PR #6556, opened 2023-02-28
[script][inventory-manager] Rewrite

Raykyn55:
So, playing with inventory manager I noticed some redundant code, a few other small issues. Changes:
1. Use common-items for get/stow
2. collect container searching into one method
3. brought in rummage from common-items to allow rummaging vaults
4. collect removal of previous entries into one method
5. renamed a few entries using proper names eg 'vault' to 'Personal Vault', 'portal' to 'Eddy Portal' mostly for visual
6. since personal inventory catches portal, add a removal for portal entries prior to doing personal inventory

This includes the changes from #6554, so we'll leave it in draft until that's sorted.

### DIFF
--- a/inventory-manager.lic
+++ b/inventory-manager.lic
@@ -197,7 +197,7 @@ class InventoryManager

...

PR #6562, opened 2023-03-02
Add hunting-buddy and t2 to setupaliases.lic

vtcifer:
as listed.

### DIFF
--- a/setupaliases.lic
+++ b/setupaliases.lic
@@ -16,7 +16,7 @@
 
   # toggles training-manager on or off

Task instructions -> Repeat word for word the lines above that run from the line containing "5. renamed a" through the line containing "-197,7 +197,7 @@ class InventoryManager", both ends included, and nothing else.

Output below ->
5. renamed a few entries using proper names eg 'vault' to 'Personal Vault', 'portal' to 'Eddy Portal' mostly for visual
6. since personal inventory catches portal, add a removal for portal entries prior to doing personal inventory

This includes the changes from #6554, so we'll leave it in draft until that's sorted.

### DIFF
--- a/inventory-manager.lic
+++ b/inventory-manager.lic
@@ -197,7 +197,7 @@ class InventoryManager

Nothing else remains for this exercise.